れん坊が何やらとても深刻そうな表情で、牧野さんはマトモじゃないと言い放ちました。一体何を言っているのか?今時あんな良い娘いないのに。たしかに彼女はれん坊のことを快く思ってないみたいですがね。それもあたしにはよくわからないんですけど。
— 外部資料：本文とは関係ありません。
PR #90, opened 2026-01-06
YPE-1006: Update AGENTS.md & CLAUDE.md files so that AI agents can better work with this repo

cameronapak:
Because people, including myself, will be using AI agents to interact with and to create and work with this repository, I wanted to make sure that AI has the right guidance that it needs so that when it produces code, it produces code in line with the desires and the standards that we have set forth.

This is the second attempt to make the agent's files better so that AI can be a better assistant and helper as we create and do what God's called us to do

> [!IMPORTANT]
> This does not include a changeset because it doesn't change any features that an end-user interacts with. 

One important piece of information is that the AGENTS.md file is compatible with a ton of AI agents such as people who use OpenCode or if they use Aider or if they use Kilo code or Cursor. However, AGENTS.md is not. They are all incompatible with Claude, which is why I do a symlink and create a CLAUDE.md file for each of the agent files that just points directly to the AGENTS.md file. 

https://agents.md sets the tone for overarching idea and simple application of how AGENTS.md works. 

Jira ticket: https://lifechurch.atlassian.net/browse/YPE-1006

### DIFF
--- a/.changeset/fast-places-juggle.md
+++ b/.changeset/fast-places-juggle.md
@@ -1,0 +1,7 @@
+---
+'@youversion/platform-react-ui': patch
+'@youversion/platform-core': patch
+'@youversion/platform-react-hooks': patch
+---
+
+Refactor verse HTML transformation to support verse-level highlighting. Extract HTML processing logic to `verse-html-utils.ts` with new `wrapVerseContent()` function that wraps verse content in CSS-targetable `<span class="yv-v">` elements. Simplify footnote extraction using wrapped verse structure. Remove CSS rule preventing text wrapping. Add comprehensive test coverage for verse wrapping behavior.
--- a/.gitignore
+++ b/.gitignore
@@ -71,3 +71,5 @@ storybook-static
 !.yarn/sdks
 !.yarn/versions
 .yarn/install-state.gz
+
+.opencode/plans
--- a/packages/ui/src/components/bible-reader.stories.tsx
+++ b/packages/ui/src/components/bible-reader.stories.tsx
@@ -227,7 +227,7 @@ export const FontSizeOutOfRange: Story = {
 
 export const RealAPI: Story = {
   args: {
-    versionId: 111,
+    defaultVersionId: 111,
   },
   parameters: {
     msw: {
--- a/packages/ui/src/components/verse.test.tsx
+++ b/packages/ui/src/components/verse.test.tsx
@@ -319,6 +319,159 @@ describe('Verse.Html - Footnotes', () => {
   });
 });
 
+describe('Verse.Html - Footnote spacing', () => {
+  it('should insert space when footnote is between two words without spacing', async () => {
+    const htmlWithNoSpacing = `
+      <div class="p">
+        <span class="yv-v" v="5"></span><span class="yv-vlbl">5</span>The darkness hasn't overcome<span class="yv-n f"><span class="fr">1:5 </span><span class="ft">Note text</span></span>it.
+      </div>
+    `;
+
+    const { container } = render(<Verse.Html html={htmlWithNoSpacing} renderNotes={true} />);
+
+    await waitFor(() => {
+      const text = container.textContent;
+      expect(text).toContain('overcome it');
+      expect(text).not.toContain('overcomeit');
+    });
+  });
+
+  it('should not insert space when footnote is followed by punctuation', async () => {
+    const htmlWithPunctuation = `
+      <div class="p">
+        <span class="yv-v" v="5"></span><span class="yv-vlbl">5</span>The darkness hasn't overcome<span class="yv-n f"><span class="fr">1:5 </span><span class="ft">Note text</span></span>.
+      </div>
+    `;
+
+    const { container } = render(<Verse.Html html={htmlWithPunctuation} renderNotes={true} />);
+
+    await waitFor(() => {
+      const text = container.textContent;
+      expect(text).toContain('overcome.');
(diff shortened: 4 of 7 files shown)


packages/hooks/AGENTS.md
```diff
@@ -0,0 +1,27 @@
...
+## OVERVIEW
+React integration layer providing 20+ data fetching hooks and 3 core providers.
+
+## STRUCTURE
+- `use*.ts` - Data fetching hooks (useBook, useChapter, usePassage, useVersion, etc.)
+- `context/` - Providers and contexts (separate files, exported via index.ts)
+- `utility/` - Helper functions (useDebounce, extractTextFromHTML, extractVersesFromHTML)
+
+## PUBLIC API
+- 20+ data fetching hooks for YouVersion API resources
```
davidfedor: would it be good to give a few examples on this line? so they can be found or guessed based on the naming convention it would see

packages/ui/AGENTS.md
```diff
@@ -0,0 +1,46 @@
+# AGENTS.md
+
+## OVERVIEW
+Complete UI layer with many Bible components: BibleTextView, VerseOfTheDay, BibleReader, BibleChapterPicker, BibleVersionPicker, YouVersionAuthButton, BibleWidgetView, BibleAppLogoLockup
```
davidfedor: ditto the cross-linking idea

greptile.json
```diff
@@ -0,0 +1,47 @@
+{
+  "commentTypes": ["logic", "syntax", "style"],
+  "instructions": "Enforce project-specific review guidelines - see docs/review-guidelines.md for complete checklist",
+  "customContext": {
+    "rules": [
+      {
+        "scope": ["src/**/*.ts", "src/**/*.tsx", "packages/**/*.ts", "packages/**/*.tsx"],
+        "rule": "All components must use React.forwardRef and accept standard HTML attributes"
```
bmanquen: I don't know if all components need to use `forwardRef`, I think only the components that users might need to interact with child components need refs.

packages/hooks/AGENTS.md
```diff
@@ -0,0 +1,27 @@
...
+- ReaderProvider - Reading session context
+- Utility functions exported from utility/index
+
+## CONVENTIONS
+- Context and Provider in separate files
+- All contexts exported via context/index.ts
+- TypeScript declarations generated separately (no bundling)
+- Build: tsc only
+
+## TESTING
```
bmanquen: Should we also mention testing with mocks and ensuring that the tests are utilizing MSW?

bmanquen (commented):
Great work just some comments that will hopefully help improve a couple areas.

packages/core/AGENTS.md
```diff
@@ -0,0 +1,36 @@
+## OVERVIEW
+Foundation package providing pure TypeScript API clients for YouVersion services with zero React dependencies.
```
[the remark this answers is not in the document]
cameronapak: You ask a good question. When looking into how this works for monorepos, I found this: 

> Instructions from nested AGENTS.md files are combined with parent directories, with more specific instructions taking precedence.
> — [Cursor](https://cursor.com/docs/context/rules#agentsmd)

Because our parent agents file says this:

> ## STRUCTURE
> ```txt
> packages/
>   core/        @youversion/platform-core (API clients, utilities)
>   hooks/       @youversion/platform-react-hooks (React hooks)
>   ui/          @youversion/platform-react-ui (UI components)
> tools/         Shared configs (TS, ESLint)
> ```
> 

Then I think that the agent should have the right context, seeing that this is one of the three packages in the monorepo. 

After being presented with this information, what thoughts do you come to your mind, or do you still have the same question?

greptile.json
cameronapak: Yeah, I agree. This isn't necessary. I think this was for a few components we've created uses this, and not all need it. This was the sort of pattern that I've seen in shadcn-ui components.

packages/ui/AGENTS.md
cameronapak: Please see my response on https://github.com/youversion/platform-sdk-react/pull/90#discussion_r2670149519

packages/ui/AGENTS.md
```diff
@@ -0,0 +1,46 @@
...
+
+## STYLING
+**Auto-injected on import**: `src/index.ts` calls `injectStyles()` on module load
+- CSS embedded as `__YV_STYLES__` constant via tsup define (no separate CSS file)
+- Built Tailwind CSS: `dist/tailwind.css` → injected as JS string at build time
+- Light/dark mode via CSS variables (`[data-yv-sdk]`)
+
+## TESTING
+- Vitest + jsdom for unit tests (`*.test.tsx`)
+- Playwright for Storybook integration tests (`vitest run --project storybook`)
```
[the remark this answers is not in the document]
cameronapak: This has been resolved in my latest set of changes

cameronapak:
I've made some bigger updates to these files based on deep research that [amp code](http://ampcode.com/) did: https://github.com/youversion/platform-sdk-react/pull/90/commits/abf9908fcf84594b96129537c4f0b80bae57532d. It feels like it made the agents' files a lot more clear on what the agent should and shouldn't do.

cameronapak:
Gentle bump requesting review on this. @davidfedor @bmanquen 

background: The context of where I'm coming from is I find that this is incredibly important as I do work, as others do work with AI, and I use AI in my everyday workflow as I'm creating and riffing and digging deeper into code. And so this would mean a lot to have something like this merged in.

PR #94, opened 2026-01-06
YPE-953: fix(ui): fix/refactor the footnotes logic

bmanquen:
- sanitize html before parsing/transforming the string
- use React Portals instead of React Root
- update popover for the footnotes to use new popover structure

### DIFF
--- a/packages/ui/src/components/verse.tsx
+++ b/packages/ui/src/components/verse.tsx
@@ -517,6 +517,7 @@ export const BibleTextView = ({
           lineHeight={lineHeight}
           showVerseNumbers={showVerseNumbers}
           renderNotes={renderNotes}
+          theme={currentTheme}
         />
       </div>
     );
@@ -532,6 +533,7 @@ export const BibleTextView = ({
           lineHeight={lineHeight}
           showVerseNumbers={showVerseNumbers}
           renderNotes={renderNotes}
+          theme={currentTheme}
         />
       </div>
     );
@@ -547,6 +549,7 @@ export const BibleTextView = ({
         showVerseNumbers={showVerseNumbers}
         renderNotes={renderNotes}
         reference={passage?.reference}
+        theme={currentTheme}
       />
     </div>
   );


cameronapak:
CleanShot 2026-01-07 at 10 04 54@2x

---

**suggestion (non-blocking):** There's a way to better align the footnotes so that the line height of the sentence that it's in, or the paragraph that it's in, doesn't get messed up because of the footnote. This isn't something that you need to do in this at all. I just wanted to share that I found a simple way to fix it. On the component that has `data-verse-footnote` I gave it styles of:

```css
{
    display: inline-flex;
    vertical-align: top;
    margin-left: 0.25rem;
}
```

CleanShot 2026-01-07 at 10 02 21@2x

packages/ui/src/components/verse.tsx
```diff
@@ -23,124 +29,166 @@ type ExtractedNotes = {
...
+        if (node.classList.contains('yv-h') || node.closest('.yv-h')) continue;
+        if (node.classList.contains('yv-n') && node.classList.contains('f')) {
+          text += `<sup class="yv:text-muted-foreground">${LETTERS[noteIdx++] || noteIdx}</sup>`;
+        } else if (
+          !node.classList.contains('yv-v') &&
+          !node.classList.contains('yv-vlbl') &&
+          !node.childNodes.length
+        ) {
+          text += node.textContent || '';
+        }
```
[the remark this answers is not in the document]
cameronapak: You're right. I've removed that code in https://github.com/youversion/platform-sdk-react/pull/94/changes/4b7a40e4df2cae10e0f7c0c1bcfa36b1fb3b4d29

packages/ui/src/components/verse.test.tsx
```diff
@@ -298,9 +298,23 @@ describe('Verse.Html - Footnotes', () => {
...
       expect(placeholder).not.toBeNull();
+
       const footnoteElements = container.querySelectorAll('.yv-n.f');
       expect(footnoteElements.length).toBe(0);
     });
+
+    const footnoteButton = container.querySelector('[data-verse-footnote="51"] button');
+    expect(footnoteButton).not.toBeNull();
+
+    fireEvent.click(footnoteButton!);
```
bmanquen: just curious what is the difference between `fireEvent` and `userEvent`?

cameronapak:
@bmanquen I have addressed all the comments and made fixes where needed. I rebased from main so that it has the latest changes, and it should be good for your review again.

packages/ui/package.json
```diff
@@ -49,6 +49,7 @@
     "@radix-ui/react-slot": "1.2.3",
     "@radix-ui/react-tabs": "1.1.13",
     "@radix-ui/react-use-controllable-state": "^1.2.2",
+    "@testing-library/user-event": "^14.6.1",
```
bmanquen: Should this be a dev dependency?

cameronapak: Good catch! Done in https://github.com/youversion/platform-sdk-react/pull/94/commits/ce246d3aed5a5c8d60de10a2d15d2d3957293c05

PR #106, opened 2026-01-16
feat(ui,hooks): add recently used version to the version picker

bmanquen:
- filter out the recently used versions in the useFilterVersions hook to remove them from the main list so they don't show twice.
- add top 3 most recently clicked on bible versions and store them in localStorage.
- allow both lists to be filtered through the searchQuery.

Light mode:
image

Dark mode:
image

### DIFF
--- a/packages/ui/src/components/bible-version-picker.stories.tsx
+++ b/packages/ui/src/components/bible-version-picker.stories.tsx
@@ -4,8 +4,7 @@ import { useState } from 'react';
 import { screen, userEvent, within, expect, waitFor } from 'storybook/test';
 import { BookOpen } from 'lucide-react';
 import { Button } from './ui/button';
-
-const RECENT_VERSIONS_KEY = 'youversion-platform:picker:recent-versions';
+import { RECENT_VERSIONS_KEY } from './bible-version-picker';
 
 type StoredRecentVersion = {
   id: number;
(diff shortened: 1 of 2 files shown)


packages/ui/src/components/bible-version-picker.stories.tsx
```diff
@@ -1,10 +1,22 @@
...
+type StoredRecentVersion = {
+  id: number;
+  title: string;
+  localized_abbreviation: string;
+};
+
+function getStoredRecentVersions(): StoredRecentVersion[] {
+  return JSON.parse(localStorage.getItem(RECENT_VERSIONS_KEY) || '[]') as StoredRecentVersion[];
+}
+
```
cameronapak: **nitpick:** I know that this is weird, but sometimes when I see something like this, I really want to wrap it in a try-catch because I've totally messed with local storage and can see somebody else messing with local storage and then it breaking the app.

packages/ui/src/components/bible-version-picker.stories.tsx
```diff
@@ -1,10 +1,22 @@
 import type { Meta, StoryObj } from '@storybook/react-vite';
 import { BibleVersionPicker, type RootProps } from './bible-version-picker';
 import { useState } from 'react';
-import { screen, userEvent, within, expect } from 'storybook/test';
+import { screen, userEvent, within, expect, waitFor } from 'storybook/test';
 import { BookOpen } from 'lucide-react';
 import { Button } from './ui/button';
 
+const RECENT_VERSIONS_KEY = 'youversion-platform:picker:recent-versions';
```
cameronapak: **nitpick:** Since this is testing the version picker component and we have two of these keys, one in this test file, one in the regular file, can we move that into one file?

PR #121, opened 2026-01-28
YPE-1181: add fields to getLanguages api

bmanquen:
- add fields query param to getLanguages api in core package
- add fields to dependecy array in the useLanguages hook
- add tests to test the new fields query param and page_size=*

### DIFF
--- a/packages/core/src/__tests__/languages.test.ts
+++ b/packages/core/src/__tests__/languages.test.ts
@@ -1,4 +1,4 @@
-import { describe, it, expect, beforeEach } from 'vitest';
+import { describe, it, expect, beforeEach, vi } from 'vitest';
 import { ApiClient } from '../client';
 import { LanguagesClient } from '../languages';
 import { LanguageSchema } from '../schemas';
@@ -61,9 +61,21 @@ describe('LanguagesClient', () => {
       );
     });
 
+    it('should normalize lowercase country codes to uppercase', async () => {
+      const getSpy = vi.spyOn(apiClient, 'get');
+
+      await languagesClient.getLanguages({ country: 'us', page_size: 5 });
+
+      expect(getSpy).toHaveBeenCalledWith(
+        '/v1/languages',
+        expect.objectContaining({ country: 'US' }),
+      );
+      getSpy.mockRestore();
+    });
+
     it('should fetch languages with valid fields filter', async () => {
       const languages = await languagesClient.getLanguages({
-        'fields[]': ['id', 'language', 'script'],
+        fields: ['id', 'language', 'script'],
         page_size: 10,
       });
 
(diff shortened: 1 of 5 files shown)


packages/core/src/languages.ts
cameronapak: I like where you're going. Did you know Zod has power features that would enable this type of validation straight from the schema?

Everything below is what my AI buddy DeepWiki had to say:

--- 

You want to create a single Zod schema that enforces the rule: when page_size is '*', fields[] must have 1-3 items.

Here's how to update the GetLanguagesOptions type with a Zod schema using .refine():

```ts
export const GetLanguagesOptionsSchema = z.object({
  page_size: z.union([z.number().int().positive(), z.literal('*')]).optional(),
  'fields[]': z.array(LanguageSchema.keyof()).optional(),
  country: z.string().optional(),
  page_token: z.string().optional(),
}).refine(
  (data) => {
    if (data.page_size === '*') {
      const fieldsCount = data['fields[]']?.length ?? 0;
      return fieldsCount >= 1 && fieldsCount <= 3;
    }
    return true;
  },
  { message: 'page_size="*" requires 1-3 fields to be specified', path: ['page_size'] }
);
export type GetLanguagesOptions = z.infer<typeof GetLanguagesOptionsSchema>;
```

Then in getLanguages(), you could replace the current piecemeal validation at packages/core/src/languages.ts:57-75 with a single call:

```ts
async getLanguages(options: GetLanguagesOptions = {}): Promise<Collection<Language>> {
  // Single validation call replaces all the individual checks
  GetLanguagesOptionsSchema.parse(options);
  const params: Record<string, string | number | (keyof Language)[]> = {};
  if (options['fields[]']) {
    params['fields[]'] = options['fields[]'];
  }
  if (options.page_size !== undefined) {
    params.page_size = options.page_size;
  }
  // ... rest of param building
}
```

This consolidates all validation into one schema, making it:

1. Declarative - validation rules are defined with the type
2. DRY - no separate validation logic scattered in the function body
3. Type-safe - z.infer derives the TypeScript type automatically

cameronapak (commented):
Hey, thank you for getting this added and working! I know it's odd that we have some dynamic validation based on different fields. 

I put a comment to showcase an alternative solution that uses Zod schemas, and I wanted to get your thoughts on that. It's not a blocking issue or anything, it's just I think that it could be helpful. 

Feel free to push back, and I can press approve

packages/core/src/languages.ts
bmanquen: I did not remember zod could do this either so don't feel bad.

packages/core/src/__tests__/languages.test.ts
```diff
@@ -60,6 +60,109 @@ describe('LanguagesClient', () => {
         'Country code must be a 2-character ISO 3166-1 alpha-2 code',
       );
     });
+
+    it('should normalize lowercase country codes to uppercase', async () => {
+      const languages = await languagesClient.getLanguages({ country: 'us', page_size: 5 });
+      expect(languages.data.length).toBeGreaterThan(0);
+    });
```
cameronapak: [question](https://conventionalcomments.org/): Hey I need a little bit help understanding this test. The title of the test seems different than what's inside of the test and maybe I just don't understand it. Does the title match the test code?

packages/core/src/__tests__/languages.test.ts
```diff
@@ -60,6 +60,109 @@ describe('LanguagesClient', () => {
...
+
+    it('should fetch languages with valid fields filter', async () => {
+      const languages = await languagesClient.getLanguages({
+        fields: ['id', 'language', 'script'],
+        page_size: 10,
+      });
+
+      expect(languages.data).toHaveLength(10);
+    });
```
cameronapak: [praise](https://conventionalcomments.org/): this looks great. Simple

packages/core/src/__tests__/languages.test.ts
bmanquen: Great question I blame Claude! I think that if we assert that the country code gets uppercased it would be more clear.

Is this what you are expecting?

packages/core/src/__tests__/languages.test.ts
```diff
@@ -60,6 +60,109 @@ describe('LanguagesClient', () => {
...
+      ).rejects.toThrow('page_size="*" requires 1-3 fields to be specified');
+    });
+
+    it('should allow page_size="*" with exactly 1 field', async () => {
+      const languages = await languagesClient.getLanguages({
+        fields: ['id'],
+        page_size: '*',
+      });
+      expect(languages.data.length).toBeGreaterThan(0);
+    });
```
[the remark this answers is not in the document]
bmanquen: There should also be a test to validate your question that you had.

cameronapak (approved):
passes with flying colors. approved!

PR #159, opened 2022-03-11
HARMONY-1091: Fixes cases where fair queueing is choosing a user with a canceled job as waiting for work for a service

chris-durbin:
Do not consider a user as waiting for work on a service if the job associated with any 'ready' work items is in a terminal state. Fixes an issue when jobs are canceled, but not all work items were marked as canceled.

During our regression tests we perform a cancel, and for some reason when we cancel a request it does not always mark all of the work items for that job as canceled (separate bug). This makes sure that if a job is canceled we ignore any work items for that job regardless of their status.


indiejames (approved):

indiejames:
Tested locally

vinnyinverso (approved):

「ほうほう。タマちゃんはマトモじゃない。覚えときます、先輩」
「ああ、覚えておけ後輩」
「一体どの辺がマトモじゃないんだ。ねえ教育係の犬伏さん?」
「ええ?! あっあたし??」
「そうだよ。直に彼女と接してる真希ちゃんなら、マトモじゃないエピソード沢山もってるんじゃない」
「無茶振りしないでよ。牧野さんにそんなエピソードあるわけないじゃない。きっとれん坊の勘違い・・・(体を硬直させる犬伏)」
!!
そのときあたしは、牧野さんのマトモじゃないエピソードというか、多分れん坊を快く思っていないきっかけ的なエピソードを思い出した。いや、思い出したというのは嘘。あたしは、そのときのことを鮮明に覚えている。今日、牧野さんをランチに誘ったのも、あたしなりにあの二人の関係を何とかしたかった、という気持ちが心のどこかにあったから。
「どうしたの、真希」
「・・・牧野さんはマトモじゃない、というのは異論がある! れん坊は、牧野さんを勘違いしているのよ」
「(目を細めて正面の犬伏を見つめる)」
「あれは、確か三日前だったかな。長畑煉次朗! あなたは牧野さんを怒らせたでしょう」
「ほえ?」
「ほえ? じゃない!!東矢君、聞いて!この人ひどいの! 牧野さんの名前をマキタさんとか呼んだのよ。しかも何度も」
「(何かを思い出したように俯く長畑)」
「へえ。それでどうなったの」
「牧野さんが怒ったの! あたしの名前は牧野です!!
ま・き・の! た・ま・も!! ですって!
ちゃんと覚えてくださいって。営業事務全体に声が響いたわけ」
「あっその話知ってます。あたしそのとき休憩室にいたんですけど、後で他の社員さんから聞きました。なんか凄かったって」
「そうなの。あたしはプリントアウトした見積書を取りにいった帰り、ボーっとオフィスを歩いていたら怒声がして、何事かと牧野さんの方を見たら、れん坊がハニワみたいな顔して突っ立ってたのよ!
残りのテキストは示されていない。